• EXERCISE DETAILS
Give back all of the records underneath exactly, with no omissions.

• DATA LISTING
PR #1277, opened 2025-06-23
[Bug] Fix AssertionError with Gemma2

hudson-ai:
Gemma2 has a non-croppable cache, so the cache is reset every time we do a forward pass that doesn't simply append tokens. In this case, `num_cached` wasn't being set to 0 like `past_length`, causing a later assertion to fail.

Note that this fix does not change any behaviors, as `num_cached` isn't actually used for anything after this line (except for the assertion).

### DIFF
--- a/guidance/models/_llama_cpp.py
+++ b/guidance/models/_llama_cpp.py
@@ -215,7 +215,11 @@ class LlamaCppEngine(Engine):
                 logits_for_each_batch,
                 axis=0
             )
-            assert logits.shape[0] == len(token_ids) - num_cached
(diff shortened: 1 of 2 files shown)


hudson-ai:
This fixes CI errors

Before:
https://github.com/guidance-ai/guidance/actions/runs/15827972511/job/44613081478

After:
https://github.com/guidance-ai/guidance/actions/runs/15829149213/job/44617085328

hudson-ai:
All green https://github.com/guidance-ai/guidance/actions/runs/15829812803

• RESPONSE FOR THIS EXERCISE
PR #1277, opened 2025-06-23
[Bug] Fix AssertionError with Gemma2

hudson-ai:
Gemma2 has a non-croppable cache, so the cache is reset every time we do a forward pass that doesn't simply append tokens. In this case, `num_cached` wasn't being set to 0 like `past_length`, causing a later assertion to fail.

Note that this fix does not change any behaviors, as `num_cached` isn't actually used for anything after this line (except for the assertion).

### DIFF
--- a/guidance/models/_llama_cpp.py
+++ b/guidance/models/_llama_cpp.py
@@ -215,7 +215,11 @@ class LlamaCppEngine(Engine):
                 logits_for_each_batch,
                 axis=0
             )
-            assert logits.shape[0] == len(token_ids) - num_cached
(diff shortened: 1 of 2 files shown)


hudson-ai:
This fixes CI errors

Before:
https://github.com/guidance-ai/guidance/actions/runs/15827972511/job/44613081478

After:
https://github.com/guidance-ai/guidance/actions/runs/15829149213/job/44617085328

hudson-ai:
All green https://github.com/guidance-ai/guidance/actions/runs/15829812803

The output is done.